He told the Italian newspaper Corriere della Serra that leaders needed "to demonstrate their sense of direction", and do so quickly.
Commission, ECB and IMF officials will decide whether to release about 8bn euros ($11bn; £7bn) from a 110bn bailout package agreed last summer.
Discussions with Greek officials are expected to begin on Thursday.
A key obstacle to the payment was removed on Tuesday when the Greek parliament passed a controversial new property tax bill, first announced earlier this month, that aims to boost revenues.
Anyone who does not pay the new tax risks having their power cut off.
The tax is one of a number of austerity measures Athens is introducing, measures that saw Greece's budget deficit fall by more than 5 percentage points in 2010, Mr Papandreou said in a speech to German business leaders on Tuesday.
Speaking in Berlin, he said Greece would fulfil its obligations and hoped to be without a primary deficit from 2012.
He added that it was very important his country gets indications of support from "our European partners".
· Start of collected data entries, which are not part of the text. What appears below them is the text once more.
PR #73, opened 2016-06-08
Fixed annotation name on pom and added some javadoc

jpkrohling:


jpkrohling:
Follow up on #72

jpkrohling:
@abonas , this should fix the comments from #72 . Would you please review/merge, once Travis approves it?

hawkular-tenant-jaxrs-filter/src/main/java/org/hawkular/jaxrs/filter/tenant/TenantFeature.java
```diff
@@ -24,6 +24,9 @@
 import javax.ws.rs.ext.Provider;
 
 /**
+ * A JAX-RS dynamic feature that adds the {@link TenantFilter} to all methods which have {@link TenantRequired}
+ * effectively as "true".
```
abonas: when TenantRequired is not specified at all, from https://github.com/hawkular/hawkular-commons/pull/72/files#diff-112e3d7f5467ae0e9ba60c0a73f8f51eR36 I understand it is still considered as required. If that's the case, the above explanation can be misleading to think that TenantRequired must be declared.

jpkrohling:
@metlos , @abonas , I applied the changes from the review of this PR and #72 . Would you please review? The only pending change is on `-SNAPSHOT` that @metlos mentioned on #72 , and which I'm open to change if @metlos requires it :)

hawkular-tenant-jaxrs-filter/src/main/java/org/hawkular/jaxrs/filter/tenant/TenantFeature.java
```diff
@@ -24,10 +24,16 @@
...
 /**
+ * A JAX-RS dynamic feature that adds the {@link TenantFilter} to all methods which have {@link TenantRequired}
+ * effectively as "true", which might be the default value for {@link TenantRequired}. In the usual case, this feature
+ * is added to all classes and methods, except when classes/methods are annotated with "false".
+ *
  * @author Juraci Paixão Kröhling
  */
 @Provider
 public class TenantFeature implements DynamicFeature {
+    private static final TenantFilter TENANT_FILTER = new TenantFilter();
```
abonas: is this thread safe?

hawkular-tenant-jaxrs-filter/src/main/java/org/hawkular/jaxrs/filter/tenant/TenantRequired.java
```diff
@@ -24,12 +24,14 @@
...
-import javax.ws.rs.NameBinding;
 
 /**
+ * Explicitly marks a class or method on the requirement for the Hawkular-Tenant HTTP header. Method annotations have
+ * priority over class annotations, so, if a method sets this as "true" and the class sets as "false", a Hawkular-Tenant
+ * will be required for calls that end up on that method.
+ *
  * @author Juraci Paixão Kröhling
  */
-@NameBinding
```
abonas: why is this removed?

hawkular-tenant-jaxrs-filter/src/main/java/org/hawkular/jaxrs/filter/tenant/TenantFeature.java
metlos: Yes. Constants are resolved at classloading time (basically in a synthetic static initializer), which is guaranteed to be called exactly once by the JVM.

hawkular-tenant-jaxrs-filter/src/main/java/org/hawkular/jaxrs/filter/tenant/TenantRequired.java
metlos: See the discussion: https://github.com/hawkular/hawkular-commons/pull/72#discussion_r66230053

jpkrohling:
@metlos , I just updated this PR to use ${project.version} instead of the actual version.

metlos:
LGTM.

PR #75, opened 2016-06-09
Fixed encoding on deserializer test.

jpkrohling:


jpkrohling:
On systems without UTF-8 as default, this test fails, as the string is not created with the platform's encoding, but it's read with the platform's encoding. They should all be the same: either platform's, or explicit.

PR #78, opened 2016-06-27
Hawkular-inventory-paths is provided by the nest.

jshaughn:
The cmd gateway war should not package it, and it should
declare a dependency in jboss-deployment-structure.xml


stefannegrea:
Thanks @jshaughn!

PR #79, opened 2016-07-28
Related to Hawkular-1101, Backfiller does not honor DOWN availability

jshaughn:
For feeds establishing a websocket connection to the server we
want to detect when the WS is closed, and use that information
to backfill avails for the resources managed by that feed. So,
put a message on the bus that can be picked up by a hawkular-level
(aka glue) listener and actioned on.

@jmazzitelli please review


jmazzitelli:
LGTM

PR #81, opened 2016-08-08
HWKAGENT-123 add force deploy and remove content options

jmazzitelli:


jshaughn:
forceDeploy seems OK.  I guess this becomes content replacement.  Could the description indicate what happens if it exists and is currently enabled?  I would guess it does an undeploy, then replaces the content, then applies the enabled flag?  Also, what is the default?

removeContent is sort of OK.  I think this conflicts with the fact that we currently offer both Stop and Undeploy on a Deployment in MIQ.   Stop is currently a passthru to the Deployment's Undeploy operation whereas Undeploy now maps to our UndeployApplicationRequest.   In short, if our Undeploy option did not perform as removeContent=true it would effectively be a Stop.  So that's sort of a no-op.  I assume the default here would be true but it's not in the description.

I think what we need to sort out is what should be offered at the Deployment level and what at the Server level.

jmazzitelli:
> Stop is currently a passthru to the Deployment's Undeploy operation whereas Undeploy now maps > our UndeployApplicationRequest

There has been renewed optimism this week that eurozone leaders may finally be ready to take decisive action to tackle the debt crisis.
G20 leaders met over the weekend to discuss the best way forward, but EU officials stressed that no grand plan of action had been agreed.
A number of ideas were reportedly discussed, including a 50% write-down of Greece's government debts.
Other proposals included strengthening big European banks that could be hit by any defaults by highly indebted governments, and boosting the size of the eurozone bailout fund.
These helped to boost investor sentiment, with stock markets rising sharply on Tuesday.
The Dow Jones in New York closed up 1.3%, while France's Cac index ended up 5.7%, Germany's Dax 5.3% and the UK's FTSE 4%.
Asian and European markets were largely flat on Wednesday.
However, markets remain highly volatile, with investors remaining sceptical of policymakers' ability to solve the crisis quickly.
"Every time the market gets its hopes up that a solution to the eurozone crisis is near, the rug gets pulled from under it," said Ben Potter at IG Markets.
"Only when we see firm action being taken, rather than hollow promises, will confidence and sentiment begin to improve."